Narrabundah Hill

Sat 26 March 2016 08:30am

Jack Holland

Those members who will be staying at home this Easter and/or will have visiting birder friends are welcome to join this outing to the Narrabundah Hill reserve. This is a repeat of the April 2015 walk but about a week earlier. Hopefully it will be third time lucky and this time we’ll be able to see the honeyeaters migrating, with the northern fence line one of the few currently known local migration routes. We will walk along this boundary as well as along most of the western border and either return by the same or a different path, looking for other autumn birds such as the Scarlet Robin and mixed feeding flocks, or late departing summer migrants such as gerygones.
Meet Jack Holland (62887840 or at 8:30 am at the parking area and stile at the NE end of the reserve, at the corner of Warragamba Avenue and Eucumbene Drive, Duffy. Please note that the entry to this parking area is a little tricky, and is in fact about 25 metres past (on the Mount Stromlo side) the T-junction with Warragamba Avenue, and for those driving along Eucumbene Drive from Duffy involves a quite tricky 180 degrees turn, so please take care.
There is no need to book but an indication of your intentions would be appreciated to get a rough idea of numbers. Please bring your morning tea to have on the track.

Post event report

Eighteen members and guests joined me on this outing where we walked for about 2.5 km along northern and most of the western boundaries of this reserve, and returned by the same route.  The aim was to observe honeyeater migration, as well as to find any early-arriving altitudinal migrants and any later-departing summer migrants.

We started under cloudy/high fog skies and not the cold and clear overnight conditions which are optimal for significant honeyeater migration.  However, it was third time lucky and during morning tea at around 10:15 am at the NW corner of the reserve participants noted a number of flocks moving in the distance towards the top of Narrabundah Hill.  Soon after about 250 m down the western fence we counted a flock of about 110 birds streaming over above us, as well as several smaller groups.  None were seen here on the way back, but after 11:30 am a number of flocks of between 30-50 birds passed over us about 300 m from the car park.  This made a total of over 300 birds seen migrating during the morning.

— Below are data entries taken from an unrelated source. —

PR #2855, opened 2025-01-24
Remove some interop variables 

ZehMatt:
Those should be safe to do, I haven't touched the others as they still share the address in other files. Most of things in MouseInput really belong in WindowManager and we should simply signal the WindowManager about input and let that deal with state.


AaronVanGeffen (approved):
LGTM!

PR #2861, opened 2025-01-28
Fix station window scrollview width off-by-one

AaronVanGeffen:
Before:
Screenshot 2025-01-28 at 23 51 08

After:
Screenshot 2025-01-28 at 23 50 30

### DIFF
--- a/src/OpenLoco/src/Ui/Windows/StationWindow.cpp
+++ b/src/OpenLoco/src/Ui/Windows/StationWindow.cpp
@@ -358,7 +358,7 @@ namespace OpenLoco::Ui::Windows::Station
         {
             Common::prepareDraw(self);
 
-            self.widgets[widx::scrollview].right = self.width - 24;
+            self.widgets[widx::scrollview].right = self.width - 25;
             self.widgets[widx::scrollview].bottom = self.height - 14;
 
             self.widgets[widx::status_bar].top = self.height - 12;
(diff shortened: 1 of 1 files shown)


LeftofZen:
Nice fix, it looks like there is a 1 pixel margin between the station catchment button and the right window edge - I think there should also be 1 pixel between it and the inner window contents

AaronVanGeffen:
Hmm, perhaps -26 would be preferable over -25, indeed. I'll look into what's used in the other windows tomorrow.

LeftofZen:
There's no way to write something to the effect of "catchmentButton.Width + catchmentButton.Margin" is there? Since all these hard-coded numbers are the main reason for these UI misalignments. Maybe this will be possible with Matts widget refactors

ZehMatt:
> There's no way to write something to the effect of "catchmentButton.Width + (catchmentButton.Margin * 2)" is there? Since all these hard-coded numbers are the main reason for these UI misalignments. Maybe this will be possible with Matts widget refactors

It is planned to have padding and margin and we'll just have defaults for those so it will be consistent once the layout code is done.

LeftofZen:
> It is planned to have padding and margin and we'll just have defaults for those so it will be consistent once the layout code is done.

Amazing, can't wait!

AaronVanGeffen:
> Hmm, perhaps -26 would be preferable over -25, indeed.

@LeftofZen Done!

LeftofZen (approved):

PR #2862, opened 2025-01-29
Fix crash when ai attempts dock placement

duncanspumpkin:
This can happen when the ai finds a tile that isn't appropriate (wrong water height) but does have some water.
Vanilla doesn't suffer from this as it uses a global variable that is never reset to an invalid direction. That causes its own issues...


AaronVanGeffen (approved):
Is this a recent regression, or does it need a changelog entry?

duncanspumpkin:
> Is this a recent regression, or does it need a changelog entry?

Its from #2793 so no need for changelog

Based on my many years of experience with them, the birds moving over were surprisingly quiet and didn’t seem to rest very long if at all, but as far as we could tell all were Yellow-faced Honeyeaters, as would be expected for early season migration.  At both spots birds were heading in an ESE to SE direction, presumably crossing Weston Creek towards Oakey Hill.  Migration also seemed to be rather late and not start until mid-morning, indicative of them overnighting some distance away.

Compared with previous walks here at this time, examples of that other autumn phenomenon, mixed feeding flocks (MFF) were much less evident and smaller this year.  Most were associated with the Grey Fantail which seemed to be everywhere throughout the walk, with a very conservative estimate of around 35 seen on the day.  This species typically moves through the ACT in loose groups during March/early April, migrating at a much more leisurely pace.  A surprise was the relative absence of similarly migrating Silvereyes which form the bulk of the MFFs in my GBS several kilometres away.  The best MMF seen on the day was probably the one which included Yellow-rumped and Buff-rumped Thornbills allowing their identifying features to be pointed out, as well as several Yellow Thornbills picked up by Duncan from their calls and probably usually overlooked.  This MFF was seen close to the middle of the day at the second honeyeater migration spot.

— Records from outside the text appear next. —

PR #2869, opened 2025-02-01
Enumerate Vehicle2::var_5A and rename

spacek531:
A bit of digging around and I think this matches all the behaviors.

~~Note for review that `onRackRail` value is inverted - `onRackRail = true` is off the rack rail, and `onRackRail = false` is on the rack rail.~~ Trains cannot slip to a halt on rack rail, but they can off rack rail.

### DIFF
--- a/src/OpenLoco/src/Vehicles/Vehicle.h
+++ b/src/OpenLoco/src/Vehicles/Vehicle.h
@@ -26,7 +26,7 @@ namespace OpenLoco::Vehicles
     constexpr auto kMaxRoadVehicleLength = 176;    // TODO: Units?
     constexpr uint8_t kWheelSlippingDuration = 64; // In ticks
 
-    enum class EngineStatus : uint8_t
+    enum class MotorState : uint8_t
     {
         stopped = 0,
         accelerating = 1,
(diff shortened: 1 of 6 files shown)


src/OpenLoco/src/Vehicles/VehicleHead.cpp
```diff
@@ -1557,16 +1557,16 @@ namespace OpenLoco::Vehicles
 
         if (type2speed == type1speed)
         {
-            vehType2->var_5A = 5;
+            vehType2->engineStatus = EngineStatus::airplaneAtTaxiSpeed;
 
             if (type2speed != 20.0_mph)
```
spacek531, line 1562: I'm 80% confident the game uses 20 mph as the magic taxi speed.

src/OpenLoco/src/Vehicles/Vehicle.h
```diff
@@ -26,6 +26,16 @@ namespace OpenLoco::Vehicles
     constexpr auto kMaxRoadVehicleLength = 176;    // TODO: Units?
     constexpr uint8_t kWheelSlippingDuration = 64; // In ticks
 
+    enum class EngineStatus : uint8_t
```
ZehMatt, line 29: I think EngineStatus is a bit odd of a name, this seems more like a VehicleState

spacek531: I wanted to name it something less encompassing than all of vehicle, since it mostly is used to interface with the sound engine.

duncanspumpkin: I'm fine with either name

ZehMatt: I guess MotorState is fine

duncanspumpkin (approved):

PR #2871, opened 2025-02-02
rename some steam effect variables

spacek531:
I uncovered the meaning of some flags and some unnamed variables.

I moved the return in `steamPuffsAnimationUpdate` since both paths had the same condition and did no work.

### DIFF
--- a/src/OpenLoco/src/Objects/VehicleObject.h
+++ b/src/OpenLoco/src/Objects/VehicleObject.h
@@ -98,9 +98,9 @@ namespace OpenLoco
 
     struct VehicleObjectSimpleAnimation
     {
-        uint8_t objectId;         // 0x00 (object loader fills this in)
-        uint8_t emitterVerticalPos;           // 0x01
-        SimpleAnimationType type; // 0x02
+        uint8_t objectId;           // 0x00 (object loader fills this in)
+        uint8_t emitterVerticalPos; // 0x01
+        SimpleAnimationType type;   // 0x02
     };
     static_assert(sizeof(VehicleObjectSimpleAnimation) == 0x3);
 
--- a/src/OpenLoco/src/Objects/VehicleObject.h
+++ b/src/OpenLoco/src/Objects/VehicleObject.h
@@ -99,7 +99,7 @@ namespace OpenLoco
     struct VehicleObjectSimpleAnimation
     {
         uint8_t objectId;         // 0x00 (object loader fills this in)
-        uint8_t height;           // 0x01
+        uint8_t emitterVerticalPos;           // 0x01
         SimpleAnimationType type; // 0x02
     };
     static_assert(sizeof(VehicleObjectSimpleAnimation) == 0x3);
@@ -111,7 +111,7 @@ namespace OpenLoco
         uint8_t frontBogieSpriteInd; // 0x02 index of bogieSprites struct
         uint8_t backBogieSpriteInd;  // 0x03 index of bogieSprites struct
         uint8_t bodySpriteInd;       // 0x04 index of a bodySprites struct
-        uint8_t var_05;
+        uint8_t emitterHorizontalPos;
     };
     static_assert(sizeof(VehicleObjectCar) == 0x6);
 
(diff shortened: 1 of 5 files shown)


src/OpenLoco/src/Vehicles/VehicleBody.cpp
```diff
@@ -100,13 +100,13 @@ namespace OpenLoco::Vehicles
...
-        int32_t var_05 = vehicleObject->carComponents[bodyIndex].var_05;
-        if (var_05 == 0)
+        int32_t emitterHorizontalPos = vehicleObject->carComponents[bodyIndex].emitterHorizontalPos;
+        if (emitterHorizontalPos == 0)
         {
             return;
         }
 
-        var_05 -= 0x80;
+        emitterHorizontalPos -= 0x80;
```
spacek531, line 109: convert uint8_t to int8_t? For a future PR.

src/OpenLoco/src/Vehicles/VehicleBody.cpp
```diff
@@ -911,7 +911,7 @@ namespace OpenLoco::Vehicles
     }
 
     // 0x004AB688, 0x004AACA5
-    void VehicleBody::steamPuffsAnimationUpdate(uint8_t num, int32_t var_05)
+    void VehicleBody::steamPuffsAnimationUpdate(uint8_t num, int32_t emitterPosition)
```
spacek531, line 914: emitterHorizontalPos

src/OpenLoco/src/Objects/VehicleObject.h
```diff
@@ -111,7 +111,7 @@ namespace OpenLoco
         uint8_t frontBogieSpriteInd; // 0x02 index of bogieSprites struct
         uint8_t backBogieSpriteInd;  // 0x03 index of bogieSprites struct
         uint8_t bodySpriteInd;       // 0x04 index of a bodySprites struct
-        uint8_t var_05;
+        uint8_t emitterHorizontalPos;
```
LeftofZen, line 114: strange the horizontal and vertical components are in different structs. re. naming, maybe `exhaustEmitterX` and `exhaustEmitterY`?

spacek531: OpenLoco uses Z-Up no?

LeftofZen: ah yeah I think you're right, but is this in screenspace or worldspace here?

spacek531: It's in car space, which is closer to world space

spacek531:
var_5B is chuff timeout

src/OpenLoco/src/Vehicles/VehicleBody.cpp
duncanspumpkin: you can't do that due to a bunch of odd steps that were taken with this variable where changing its type would change the calc.

src/OpenLoco/src/Vehicles/VehicleBody.cpp
```diff
@@ -887,22 +887,22 @@ namespace OpenLoco::Vehicles
             case SimpleAnimationType::steam_puff1:
             case SimpleAnimationType::steam_puff2:
             case SimpleAnimationType::steam_puff3:
-                steamPuffsAnimationUpdate(1, var_05);
+                steamPuffsAnimationUpdate(1, emitterHorizontalPos);
```
duncanspumpkin, line 890: for all of these functions they have named the 2nd parameter var_05 they should all be updated to emitterHorizontalPos.

src/OpenLoco/src/Objects/VehicleObject.h
duncanspumpkin: Its in its own special world in terms of units. Its a position + 128. CS has done this as he wanted 0 to be a valid value but also wanted some value for invalid. So he chose 0 as invalid and then added 128 to all the values. So its basically of the range -127 to +127 but translated to 1-255.

duncanspumpkin (changes requested):
1 minor comment on further var_05 stuff

src/OpenLoco/src/Vehicles/VehicleBody.cpp
spacek531: If all the users of emitterHorizontalPos are implemented, I think it could be changed to an int8_t on loading the object and skip all the offsets during simulation.

duncanspumpkin (approved):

Other species probably on migration were a couple of groups of Black-faced Cuckoo-shrikes, one of which contained a still begging juvenile which finally coaxed its parent to feed it the caterpillar which was being bashed on a branch.  Co-incidentally I had seen a very similar event in my GBS the previous day with an even more persistent juvenile finally getting the food morsel.  Some very alert eyes located a number of Dusky Woodswallows feeding about 50-100 m overhead, possibly why we haven’t been able to locate them recently.  A late staying Western Gerygone seen close to the turn back point made the walk in the sun along the western border worthwhile, and most participants had reasonable views of this highly active and rather featureless species.

The Rufous Whistlers still present were calling and surprisingly all birds seen were males in contrast to the comparatively drab female/immature Golden Whistlers seen nearby.  The latter are winter altitudinal migrants which seem to already have come into Canberra in big numbers, as have the Scarlet Robins of which seven were seen on the 1 km northern border, including a couple of males in very close proximity.  A surprise species (given few if any previous observations and no flowering nearby) was a single New Holland Honeyeater seen (and photographed) by a few participants when it rested briefly on top of a large eucalypt shrub.

A total of 49 species was recorded, with 45 of these along the northern border.  Given this fact, in the future it may be possible to be flexible and curtail the length of the walk, particularly if conditions are warm.